SuffolkLITLab / courtformsonline.org

Code for courtformsonline.org index of guided interviews. This replaces the "massaccess" repo
https://courtformsonline.org
MIT License
2 stars 0 forks source link

Should this repo be renamed to avoid URL issues with GitHub Pages (edit: and Google)? #29

Closed samglover closed 3 months ago

samglover commented 3 months ago

I realize @jtmst is actively developing this repo, but this is probably related to the launch checklist. Currently this repo is publishing to GitHub Pages as suffolklitlab.org/courtformsonline.org. That's a goofy URL, but it's obviously not where the website will live.

If GitHub Pages is a necessary part of deployment, we might want to rename the repo because we are going to switch to using subdomains, and I don't think courtformsonline.org.suffolklitlab.org is a valid URL. If GitHub Pages is not necessary, it should probably be disabled.

Also pinging @nonprofittechy and @KindBill.

nonprofittechy commented 3 months ago

I am pretty sure it's possible to use GitHub pages without making the domain name the same as the repository name, and that you can control the domain name on a per-repository basis. But this is a good note to keep open for now. @KindBill may have additional thoughts.

I think there's a unique CNAME file we can add to an individual repo.

KindBill commented 3 months ago

Hey @samglover , I discussed with @jtmst , and we came to the same conclusion as what Quinten mentioned. It shouldn't be an issue. That's just what Pages defaults to when no custom domain has been configured.

No need to rename the repo for now.

samglover commented 3 months ago

This is what I'm seeing when I look at the deployments:

From what you're all saying it seems like it shouldn't be publishing to suffolklitlab.org/courtformsonline.org, but it is.

Another reason I'm asking is that this is creating a bit of an SEO mess for the existing website. Google thinks that both massaccess.suffolklitlab.org and courtformsonline.org exist, which means every page on courtformsonline.org has an exact duplicate in Google's index at massaccess.suffolklitlab.org. Fortunately Google hasn't indexed suffolklitlab.org/massaccess, but GitHub Pages still seems to think it is publishing to that URL, so there is at least the potential for triplicates!

It seems like this could be an issue for people who are trying to find these interviews and court forms. Google demotes duplicate content, and the algorithm for how it decides which is the original and which is the copy can be unpredictable.

I can probably fix some of this with redirects, but it will keep cropping up with every new interview we add if we don't find a more permanent fix.

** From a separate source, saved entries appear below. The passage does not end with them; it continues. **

PR #1719, opened 2023-10-17
Update backend to Python 3.12

mvandenburgh:

PR #1736, opened 2023-11-06
Require Python 3.11

brianhelba:


mvandenburgh:
Thanks @brianhelba. I made an attempt to go to 3.12 here #1719, but it seems like the removal of `distutils` (among other things) makes that not as easy.

mvandenburgh (approved):
FYI I don't think the `--keep-runtime-typing` to pyupgrade does anything on 3.11. The pyupgrade docs aren't really clear on the exact functionality of it, but Ruff also implements that rule and has an [explanation in its docs for it](https://docs.astral.sh/ruff/settings/#pyupgrade-keep-runtime-typing).

brianhelba:
> FYI I don't think the `--keep-runtime-typing` to pyupgrade does anything on 3.11. The pyupgrade docs aren't really clear on the exact functionality of it, but Ruff also implements that rule and has an [explanation in its docs for it](https://docs.astral.sh/ruff/settings/#pyupgrade-keep-runtime-typing).

Yeah, good point. Thanks for the tip.

PR #1737, opened 2023-11-06
Optimize dandiset owner PUT endpoint

mvandenburgh:
Now that django-allauth uses a regular JSONField for `SocialAccount.extra_data`, we can optimize the dandisets owner PUT endpoint to be more efficient and do less SQL queries. See release notes for allauth here https://github.com/pennersr/django-allauth/blob/main/ChangeLog.rst#0580-2023-10-26

### DIFF
--- a/dandiapi/api/views/dandiset.py
+++ b/dandiapi/api/views/dandiset.py
@@ -362,7 +362,7 @@ class DandisetViewSet(ReadOnlyModelViewSet):
     # TODO: move these into a viewset
     @action(methods=['GET', 'PUT'], detail=True)
     def users(self, request, dandiset__pk):
-        dandiset = self.get_object()
+        dandiset: Dandiset = self.get_object()
         if request.method == 'PUT':
             # Verify that the user is currently an owner
             response = get_40x_or_None(request, ['owner'], dandiset, return_403=True)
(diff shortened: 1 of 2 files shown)


AlmightyYakob (approved):
LGTM

mvandenburgh:
Looking at this again, the original ORM expression I wrote can be simplified - see https://github.com/dandi/dandi-archive/pull/1737/commits/5cb05e6a227c3305743e002ec3a2d39f4807149a. I tested it and it works just as well as the previous query.

AlmightyYakob:
@mvandenburgh I noticed that we're still calling the `get_user_or_400` query `n` many times, which can be avoided. I pushed [`f3b362c`](https://github.com/dandi/dandi-archive/pull/1737/commits/f3b362c08f305c84701a4418a1c2da3acaea2028) which does it in one query (two if you include the `count` check). It also removes the check about the empty `owners` list, since I'm not even sure how that could be triggered (a 400 would be raised before that in any case).

Let me know what you think. Sorry for the trampling, it wasn't possible to achieve the whole diff with github suggestions.

dandiapi/api/views/dandiset.py
```diff
@@ -372,25 +371,33 @@ def users(self, request, dandiset__pk):
...
+            # Ensure not all owners removed
+            if not serializer.validated_data:
                 raise ValidationError('Cannot remove all draft owners')
 
+            # Get all owners that have the provided username in one of the two possible locations
+            usernames = [owner['username'] for owner in serializer.validated_data]
+            user_owners = list(User.objects.filter(username__in=usernames))
+            socialaccount_owners = list(
+                SocialAccount.objects.select_related('user').filter(
+                    Q(extra_data__login__in=usernames)
```
mvandenburgh, line 383: This Q object should no longer be needed now that there's only one condition.

AlmightyYakob (approved):

PR #1741, opened 2023-11-09
Fix style issues found by Ruff

brianhelba:
None of these changes should affect logical behavior.

Arbitrary style decisions (like using parentheses in Pytest decorators, but not in raised exceptions) are determined by accepting Ruff's default settings. These are generally auto-fixable by (future usage of) Ruff, so it shouldn't impose any burden for developers to change their habits.


mvandenburgh (approved):
LGTM

PR #1744, opened 2023-11-09
Fix DJ001 Disallow null CharField on BaseZarrArchive.checksum

brianhelba:
See: https://docs.astral.sh/ruff/rules/django-nullable-model-string-field/


dandiapi/zarr/models.py
```diff
@@ -39,22 +39,22 @@ class Meta:
...
-                    checksum__isnull=True,
+                    checksum='',
                     status__in=[
                         ZarrArchiveStatus.PENDING,
                         ZarrArchiveStatus.UPLOADED,
                         ZarrArchiveStatus.INGESTING,
                     ],
                 )
-                | models.Q(checksum__isnull=False, status=ZarrArchiveStatus.COMPLETE),
+                | (~models.Q(checksum='') & models.Q(status=ZarrArchiveStatus.COMPLETE)),
```
brianhelba, line 49: I'm not sure if there's a less awkward way to combine these conditions?

dandiapi/zarr/tests/test_ingest_zarr_archive.py
```diff
@@ -88,7 +88,7 @@ def test_ingest_zarr_archive_assets(zarr_archive_factory, zarr_file_factory, dra
     # Assert asset size, metadata
     assert asset.size == 0
     assert asset.full_metadata['contentSize'] == 0
-    assert asset.full_metadata['digest']['dandi:dandi-zarr-checksum'] is None
+    assert asset.full_metadata['digest']['dandi:dandi-zarr-checksum'] == ''
```
brianhelba, line 91: Note, this change does leak out via the HTTP API, as shown. I'm not sure if that's a compatibility problem with anything.

AlmightyYakob: This will most likely require a corresponding change in the dandi CLI

brianhelba:
Closing. Will just `#noqa` this issue.

PR #1748, opened 2023-11-16
Fix issues found by Ruff

brianhelba:


brianhelba:
Note, on f8855f29effe3cc963e2d1787d4d91e0ae9f3be1, I had to make some judgement calls as to whether the newly raised exception was sufficiently related to the surrounding exception. Feel free to comment if you disagree anywhere.

dandiapi/api/asset_paths.py
```diff
@@ -240,7 +240,7 @@ def update_asset_paths(old_asset: Asset, new_asset: Asset, version: Version):
 @transaction.atomic
 def add_version_asset_paths(version: Version):
     """Add every asset from a version."""
-    print('\t Leaves...')
+    # Leaves
```
mvandenburgh, line 243: @AlmightyYakob is there value in printing this out? Should we replace this with a `logger` call?

brianhelba: I don't know. I'm happy to change it to a `debug` or `info` log if you want.

AlmightyYakob: I'm kind of surprised those print statements are still there. I think they were originally added when the asset paths stuff was new, to make sure things were working correctly. You can remove them.

mvandenburgh (approved):

PR #2272, opened 2025-04-03
Fix display of dandisets with many owners

### LINKED ISSUE #1761: cannot see >5 owners in DLP
[Here](https://dandiarchive.org/dandiset/000488) is an example of a dandiset landing page for dandiset 000488. I noticed that I am unable to see all of the dandiset owners. I can see the first 5 and "+1 more" but I don't see any way to expand the owners to see all of them.

image

Not a super high priority, but it would be nice to have some way in the UI to see all of the owners when there are >5 of them

bendichter:
fix #1761

Add management command to create test dandiset with multiple owners

Cline-assisted

image


bendichter:
image

yarikoptic:
@waxlamp could someone review this?

dandiapi/api/management/commands/create_dev_dandiset.py
```diff
@@ -6,28 +6,52 @@
...
-def create_dev_dandiset(*, name: str, email: str):
+@click.option(
+    '--num-extra-owners',
+    'num_extra_owners',
+    required=False,
+    type=int,
+    default=0,
+    show_default=True,
+    help='The number of extra owners to programmatically generate',
+)
```
mvandenburgh, line 30: Should we remove this? Or at least move it to its own management command if you feel its useful to keep? I think there's value in keeping `create_dev_dandiset` as simple as possible, since it's a key part of getting a dev environment set up without having to upload data with the CLI.

dandiapi/api/management/commands/create_dev_dandiset.py
```diff
@@ -6,28 +6,52 @@
 from django.contrib.auth.models import User
 from django.core.files.uploadedfile import SimpleUploadedFile
 import djclick as click
+import faker
```
mvandenburgh, line 9: This dependency isn't installed anywhere besides in `tox.ini` as part of testing, so this script would not run even if the user has run `pip install .`.

dandiapi/api/management/commands/create_dev_dandiset.py
jjnesbitt: This was previously a separate management command included in this PR, and I merged it into this command, in order to simplify things. I don't know how much value there is in keeping it. I don't think it warrants its own management command, since at that point it's essentially just adding owners to a dev dandiset. If you don't think it's valuable (or if it adds negative value) we can remove it from here.

My two cents is that it does provide value, since often times when developing locally, we have just a single dandiset that has just one owner (yourself). So having ways to extend that to provide a more realistic test dandiset is useful, I think. Although it does increase the complexity of the management command slightly.

dandiapi/api/management/commands/create_dev_dandiset.py
jjnesbitt: Included it in [15ca09b](https://github.com/dandi/dandi-archive/pull/2272/commits/15ca09bb8f4287cf7d97d0247fa96ad74a2e62f2) and force-pushed. If we decide not to keep the augmentation of that management command i'll just drop the commit.

bendichter:
The columns look nice! How does this look when the width of the browser window is narrow?

bendichter:
Also, what happens when there are more owners than can fit on the screen? I realize with columns this number is doubled (or more depending on the number of columns) but we should nevertheless make sure the display works even with more users than can fit. Easiest way would simply be confirming that scrolling works. We could even paginate this, but that seems overkill until we reach a point where we need it.

jjnesbitt:
> The columns look nice! How does this look when the width of the browser window is narrow?
It just stacks the columns on top of each other

image




> Also, what happens when there are more owners than can fit on the screen?

This is how it looks with 100 owners. We could put a lot of effort into making sure all columns are aligned perfectly, but I don't think it's worth it at all, since you'll only see that when you have over 30 owners. The important thing is that all will be visible.
image

dandiapi/api/management/commands/create_dev_dandiset.py
mvandenburgh: I don't have a strong opinion either way. I suppose I lean slightly towards removing it because I don't see myself using it. But, if you think you will use it / it could be useful in general for devs, then I'm not opposed. It does add some complexity, but imo it's so little additional complexity that someone finding it useful is a compelling enough reason to keep it. 

Although I think we should move `Faker` into `dev` dependencies, and only import it inside that conditional. Just to avoid pulling in a large dependency like that into production when it's not really needed

jjnesbitt: Fixed in [1472be2](https://github.com/dandi/dandi-archive/pull/2272/commits/1472be2cd644beede5612908163456a4ac643c43)

mvandenburgh (approved):

bendichter:
> This is how it looks with 100 owners. We could put a lot of effort into making sure all columns are aligned perfectly, but I don't think it's worth it at all, since you'll only see that when you have over 30 owners. The important thing is that all will be visible.

Agreed. I doubt this situation will come up very often so I am perfectly happy to move forward with a solution that works even if it isn't as pretty as it could be

PR #2282, opened 2025-04-06
Refactor StarButton layout and improve alignment in DandisetMain view

### LINKED ISSUE #2188: UI: star number not always next to star icon
Image

https://dandiarchive.org/dandiset/001031

When the title is long, the number is rendered below the star icon, which I think makes the design a bit confusing. Would it be possible to adjust the design so the number is always next to the star?

Also, when the title of a dandiset is short, the star is in line with the title:

Image

https://dandiarchive.org/dandiset/000108?page=1&sortOption=4&sortDir=-1&showDrafts=true&showEmpty=false&pos=7

I think it would look nicer if the star were right-aligned

bendichter:
fix #2188 

Cline-assisted

image

image

[cline_task_apr-6-2025_11-54-10-am.md](https://github.com/user-attachments/files/19622941/cline_task_apr-6-2025_11-54-10-am.md)

### DIFF
--- a/web/src/components/StarButton.vue
+++ b/web/src/components/StarButton.vue
@@ -1,5 +1,5 @@
 <template>
-  <div class="star-container">
+  <div class="d-flex align-center justify-end ml-auto">
     <v-btn
       variant="plain"
       icon
@@ -43,12 +43,3 @@ async function toggleStar() {
   }
 }
 </script>
-
-<style scoped>
-.star-container {
-  display: flex;
-  align-items: center;
-  justify-content: flex-end;
-  margin-left: auto;
-}
-</style>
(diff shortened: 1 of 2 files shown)


web/src/components/StarButton.vue
```diff
@@ -1,5 +1,5 @@
 <template>
-  <div>
+  <div class="star-container">
```
mvandenburgh, line 2: Instead of defining a custom css class, it is better practice to use Vuetify's built-in classes
```suggestion
  <div class="d-flex align-center justify-end ml-auto">
```

bendichter:
The latest change moves the start to the top, even if the title is multi-line

image

mvandenburgh (approved):
Confirmed this works on https://deploy-preview-2282--gui-staging-dandiarchive-org.netlify.app/dandiset/216486.

PR #2288, opened 2025-04-07
Lock dandiset when changing owners

### LINKED ISSUE #2000: Lock dandiset when changing owner list
_Originally posted by @mvandenburgh in https://github.com/dandi/dandi-archive/pull/1886#discussion_r1711706208_:

> This problem existed before this PR, but I'll just mention that by the time this `.save()` is called this `Dandiset` object might be stale. I think we need to lock the `dandiset` object with select_for_update.

https://github.com/dandi/dandi-archive/blob/0a225f4cfec3820b14a52a08bdc60f7a3fd8d182/dandiapi/api/views/dandiset.py#L416-L420

naglepuff:
Fixes #2000 

### Changes

The `users` endpoint for the Dandiset View now uses [select_for_update](https://docs.djangoproject.com/en/5.1/ref/models/querysets/#select-for-update). This prevents accidentally saving stale data when calleding `dandiset.save()`.

### DIFF
--- a/dandiapi/api/views/dandiset.py
+++ b/dandiapi/api/views/dandiset.py
@@ -522,13 +522,14 @@ class DandisetViewSet(ReadOnlyModelViewSet):
 
             # All owners found
             with transaction.atomic():
+                dandiset_locked = Dandiset.objects.select_for_update().get(pk=dandiset__pk)
                 owners = user_owners + [acc.user for acc in socialaccount_owners]
-                removed_owners, added_owners = replace_dandiset_owners(dandiset, owners)
-                dandiset.save()
+                removed_owners, added_owners = replace_dandiset_owners(dandiset_locked, owners)
+                dandiset_locked.save()
 
                 if removed_owners or added_owners:
                     audit.change_owners(
-                        dandiset=dandiset,
+                        dandiset=dandiset_locked,
                         user=request.user,
                         removed_owners=removed_owners,
                         added_owners=added_owners,


dandiapi/api/views/dandiset.py
```diff
@@ -485,7 +485,10 @@ def unembargo(self, request, dandiset__pk):
     # TODO: move these into a viewset
     @action(methods=['GET', 'PUT'], detail=True)
     def users(self, request, dandiset__pk):  # noqa: C901
-        dandiset: Dandiset = self.get_object()
+        # This locks a row in the dandiset table until the function is finished
+        # This is likely fine here since this function doesn't make any network calls,
+        # or otherwise have any long-running operations.
+        dandiset: Dandiset = Dandiset.objects.select_for_update().get(pk=dandiset__pk)
```
mvandenburgh, line 491: I think this code comment can be classified as a "why, not what" comment. i.e. it is explaining something that should be obvious from reading the code. 
```suggestion
        dandiset: Dandiset = Dandiset.objects.select_for_update().get(pk=dandiset__pk)
```

mvandenburgh (changes requested):
In addition to the point about the code comment, as I look at this more closely I'm having second thoughts about locking the dandiset in this manner. TLDR: I think your original solution is actually better.

We discussed this before and decided to just lock the dandiset for the duration of the entire endpoint, as is implemented here, in order to eliminate an extra DB query. But I realize now that we only need the lock when the user is sending a PUT request to modify the dandiset owners. The vast majority of calls to this endpoint will not do that, but will instead be a GET request that simply retrieves the owners list (where no lock is needed). That GET request to `/users/` happens on every load of the DLP (i.e. probably 99% of calls to this endpoint are GET requests), so with the current approach we'd be adding the overhead of opening a transaction and holding a row lock to every DLP page load. 

So I think I'm now convinced that your original solution of re-querying for the dandiset with `SELECT FOR UPDATE` is better, @naglepuff. What do you think?

dandiapi/api/views/dandiset.py
danlamanna: Does this work since select for update needs to be done inside a transaction?

naglepuff: @danlamanna I'm not sure. I looked at the documentation for [select_for_update](https://docs.djangoproject.com/en/5.1/ref/models/querysets/#select-for-update) and in their example, the `select_for_update` is used just outside of a transaction (at least that what it looks like to me)

mvandenburgh: The reason why it works in those docs is because querysets are evaluated lazily. In that example, `entries` is evaluated by the for loop, which is inside the transaction.atomic context manager so it works.
 
https://github.com/dandi/dandi-archive/pull/2288/files#diff-07074e43bf5319fe74c218e44c401e8152e75396cc6e478f6de0c751b1726fbdR524

So in your case, you will need a transaction as Dan suggested.

mvandenburgh (approved):
LGTM

PR #2290, opened 2025-04-07
Fix v-switch margins and color

### LINKED ISSUE #2249: `Show` options don't provide color distinctions between on/off
On staging after Vue 3 upgrade.

On production in Vue 2, when the option is selected the bar turns blue but this does not occur with the Vue 3 deployment:

Image

### LINKED ISSUE #2289: Dandiset list filter switches are cut off
Notice the left side of these is slightly cut off.

Image

mvandenburgh:
Fixes #2249
Fixes #2289

Before:

switch_broken

After:

switch_fixed2

### DIFF
--- a/web/src/components/DandisetsPage.vue
+++ b/web/src/components/DandisetsPage.vue
@@ -25,6 +25,7 @@
               label="Drafts"
               density="compact"
               class="mx-2"
+              color="primary"
             />
           </v-list-item>
           <v-list-item>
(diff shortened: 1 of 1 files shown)


jjnesbitt:
Not to be a stickler but it seems the switch is still slightly cut off on the left side.
image

mvandenburgh:
Since switching to the `comfortable` variant doesn't fix the issue, and also changes the vertical margins to be larger than in the Vuetify 2 app, I just backed that out and added some additional horizontal margins.

jjnesbitt (approved):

tl;dr: We need to have a single domain available on the public web, and it needs to be courtformsonline.org.

nonprofittechy commented 3 months ago

Once we finish Kind's work on courtformsonline.org repo, we should archive the massaccess repo. It's meant to be a total replacement.

This is supposed to publish to suffolklitlab.org/courtformsonline.org, but only until we're ready to go live with this version of the site. It's going to that URL for now so that we can easily validate changes to the repository that Kind makes without having to setup a local environment.

Once it's ready for production, we'll add the right CNAME file to point this to courtformsonline.org without publishing to any subdomain or path on suffolklitlab.org.

I think we should be able to wait for any changes until this is ready for production, and live with the possible SEO consequences for a few weeks. Either way the right fix shouldn't require a rename of the repo, just a custom configuration for this repo's github pages publishing.